---- Provided material
PR #992, opened 2023-03-01
[14.0][MIG] product_quick_bom: Migration to 14.0

cuongnmtm:


hieulucky111 (approved):
LGTM
Code review

product_quick_bom/models/product.py
```diff
@@ -0,0 +1,34 @@
...
+class ProductTemplate(models.Model):
+    _inherit = "product.template"
+
+    @api.depends("bom_ids", "bom_ids.active")
+    def _compute_bom_id(self):
+        for rec in self:
+            if len(rec.bom_ids.ids) == 1:
+                rec.bom_id = rec.bom_ids[0]
+            else:
+                rec.bom_id = self.env["mrp.bom"]
```
DucTruongKomit, line 16:
```suggestion
            rec.bom_id = rec.bom_ids[0] if len(rec.bom_ids.ids) == 1 else self.env["mrp.bom"]
```

Leonidas-VII: Hi Mr @DucTruongKomit 
It seems `.ids` is redundant, how about only `rec.bom_ids`?

PR #998, opened 2023-03-07
[14.0][ADD] Mrp Workorder Cancel

Hardik-OSI:


mrp_workorder_cancel/models/mrp_workorder.py
```diff
@@ -0,0 +1,27 @@
...
+
+class MrpWorkorder(models.Model):
+    _inherit = "mrp.workorder"
+
+    def button_cancel(self):
+        self.ensure_one()
+        action = self.env["ir.actions.actions"]._for_xml_id(
+            "mrp_workorder_cancel.action_work_order_cancel_confirm"
+        )
+        return action
```
dreispt: FYI this is redundant - a Button can directly call a Window Action, without the need of a model method in the middle.

mrp_workorder_cancel/models/mrp_workorder.py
--------
● **Task**: When you reach the end of the data, write every line out again verbatim.

● **Answer section**:
PR #992, opened 2023-03-01
[14.0][MIG] product_quick_bom: Migration to 14.0

cuongnmtm:


hieulucky111 (approved):
LGTM
Code review

product_quick_bom/models/product.py
```diff
@@ -0,0 +1,34 @@
...
+class ProductTemplate(models.Model):
+    _inherit = "product.template"
+
+    @api.depends("bom_ids", "bom_ids.active")
+    def _compute_bom_id(self):
+        for rec in self:
+            if len(rec.bom_ids.ids) == 1:
+                rec.bom_id = rec.bom_ids[0]
+            else:
+                rec.bom_id = self.env["mrp.bom"]
```
DucTruongKomit, line 16:
```suggestion
            rec.bom_id = rec.bom_ids[0] if len(rec.bom_ids.ids) == 1 else self.env["mrp.bom"]
```

Leonidas-VII: Hi Mr @DucTruongKomit 
It seems `.ids` is redundant, how about only `rec.bom_ids`?

PR #998, opened 2023-03-07
[14.0][ADD] Mrp Workorder Cancel

Hardik-OSI:


mrp_workorder_cancel/models/mrp_workorder.py
```diff
@@ -0,0 +1,27 @@
...
+
+class MrpWorkorder(models.Model):
+    _inherit = "mrp.workorder"
+
+    def button_cancel(self):
+        self.ensure_one()
+        action = self.env["ir.actions.actions"]._for_xml_id(
+            "mrp_workorder_cancel.action_work_order_cancel_confirm"
+        )
+        return action
```
dreispt: FYI this is redundant - a Button can directly call a Window Action, without the need of a model method in the middle.

mrp_workorder_cancel/models/mrp_workorder.py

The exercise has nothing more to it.